Preservationists fear frost will dislodge or fracture panels on the 9,000-square-foot map in the New York State Pavilion, a crumbling, yet iconic, relic of the fair in Flushing Meadows-Corona Park.

 

Even more galling to preservationists is that conservators devised a shelter plan for the map just last year — to bury its panels under fabric, sand and gravel, blocking water and sunlight that feeds crack-widening weeds.
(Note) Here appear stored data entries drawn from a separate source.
PR #274, opened 2026-05-10
Feature: automatically commensurate sampling and slicing

TomaSusi:
## Summary

- Adds `sampling='auto'` to `abtem.Potential`: automatically finds the smallest grid near 0.05 Å/pixel that is exactly commensurate with the crystal lattice, so every symmetry-equivalent atom lands on the same fractional grid index and receives an identical discretised potential value.
- Adds `slice_thickness='auto'`: automatically finds the coarsest slicing near 1 Å whose boundaries align with the crystal planes along z.
- Fixes a negative-zero floating-point bug where atoms produced at `x ≈ −ε` by cell-transform matrix arithmetic were mapped to `cell_length − ε` instead of 0, causing wrong FFT-peak placement and spurious commensurability failures.

## Technical approach

The commensurability algorithm works on **inter-atomic spacings** (GCD-based) rather than absolute positions, making it **translation-invariant**: a crystal that has been centered (`atoms.center()`) or arbitrarily shifted produces exactly the same grid as the unshifted primitive cell. For non-periodic (finite) structures such as rotated nanoparticles, the commensurability search is bypassed and the target sampling is used directly.

Non-orthogonal cells (hexagonal systems) are handled via the existing `orthogonalize_cell` path; the algorithm operates on the orthogonalised atom positions.

## Files changed

- `abtem/slicing.py` — new `commensurate_gpts()` and `commensurate_slice_thickness()` functions; negative-zero snap in `commensurate_gpts`.
- `abtem/potentials/iam.py` — `sampling='auto'` / `slice_thickness='auto'` logic in `Potential.__init__`; negative-zero snap in `_prepare_atoms`.

## Test plan

Three standalone verification scripts (100+ configurations total):

- [x] `test_commensurate.py` — 20/20: Si, Al, SrTiO3, MoS2, Au, GaN, TiO2, Fe, ZnO; [001] and [110] orientations; infinite and finite projection
- [x] `test_commensurate_extended.py` — 47/47: centering and arbitrary translation, slab geometry with vacuum (pbc=[T,T,F]), supercells 1×1/2×2/4×4, finite projection, hexagonal gpts invariance
- [x] `test_commensurate_lattices.py` — 33/33: rock-salt (MgO, NaCl), fluorite (CaF2), zinc-blende (GaAs, InP), diamond (C), tetragonal (BaTiO3, VO2), perovskite (SrVO3), orthorhombic (TiO2 brookite); parametrisations kirkland/peng/lobato all give identical grids


TomaSusi:
Pushed three follow-up fixes for issues found during review of #347 (which rebases on this branch):

1. **Root-level verification scripts weren't wired into pytest.** `test_commensurate.py`, `test_commensurate_extended.py`, and `test_commensurate_lattices.py` lived at the repo root and were never collected by pytest — in fact their presence there broke `pytest` collection from the repo root entirely. Their assertions (built-potential value equality across ~19 lattice types incl. non-orthogonal/hexagonal cells, translation/centering invariance, slab+vacuum geometry, parametrization consistency) are ported into `test/test_commensurate_potential.py` and the root scripts are removed.

2. **Trailing thin-slice + fixed-grid z-quantization bugs in `commensurate_slice_thickness`.** The z-boundary near `cell_z` wasn't merged back with the boundary near 0, so a real but small final slice could survive as its own near-degenerate slice instead of merging into the previous one (fix: mirror the existing mid-loop merge guard across the periodic wrap). Separately, unique z-planes were deduplicated by rounding to a fixed tolerance-wide grid anchored at 0, which could split two atoms much closer together than `tolerance` into different bins (or merge genuinely distinct planes landing in the same bin); fixed by switching to the sorted-neighbor-distance clustering already used in `commensurate_gpts`. Both covered by new regression tests.

3. **`AtomsEnsemble` was searching for commensurate planes in an arbitrary single MD frame.** `Potential.__init__` used `frozen_phonons.atoms`, which for `AtomsEnsemble` is just the first trajectory frame — a thermally-displaced snapshot, not a reference lattice. Each configuration in an MD-based ensemble is independent and generally non-commensurate, so `'auto'` sampling/slice_thickness now skip the commensurate search for `AtomsEnsemble` and fall back to the same plain extent/spacing logic already used for non-periodic structures.

All changes validated against the full `test_commensurate_potential.py`, `test_potentials.py`, and `test_atomic_potential.py` suites (no regressions).

TomaSusi:
Follow-up correction to the AtomsEnsemble fix above: it originally skipped commensurate grid/slice-thickness search for any AtomsEnsemble, but a single-configuration AtomsEnsemble is unambiguous -- that one frame is the configuration (this is a common pattern; e.g. test/strategies/potentials.py's md_frozen_phonons wraps even a single static structure in an AtomsEnsemble for API uniformity). Narrowed the check to only skip commensurability search when num_configs > 1, so a single-config ensemble now gets the same commensurate grid/slicing as passing the bare Atoms directly. Added a regression test asserting the two produce identical gpts/slice_thickness.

But the city still hasn’t carried it out.

 

“I don’t understand why it’s taking so long,” said Professor Frank Matero, a preservation expert at the University of Pennsylvania, who helped develop the never-implemented program.

 

John Krawchuk, historic preservation director for the Parks Department, said the city bought enough fabric and some sand for Matero’s plan, but stopped $20,000 short of paying for all the required materials.

 

He admitted the city has the cash but decided to direct it elsewhere. “We have many needs throughout the entire parks system that are always competing for funds,” he said.

 

Instead, the city is hoping Flushing Meadows-Corona Park Administrator Estelle Cooper can raise $20,000 through a park-oriented nonprofit she runs, before springtime sun nourishes the weeds, Krawchuk said.

 

But preservationists wondered how the city undertook a project to remove and restore parts of the 567-panel map in 2007 — through a $40,000 grant and $80,000 in city funds — with little foresight for the rest of the map.

 

The city’s refusal to foot the $20,000 bill reminded history buffs of how the once-grand pavilion was allowed to deteriorate for four decades after the fair closed in 1965.

 

“It really shows neglect is a theme with this structure,” said Greg Godfrey, president of the Flushing Meadows-Corona Park World’s Fair Association.

 

“If their end result was to preserve [the map], why would you start ripping out parts without having a strategy for the entire?” Godfrey asked.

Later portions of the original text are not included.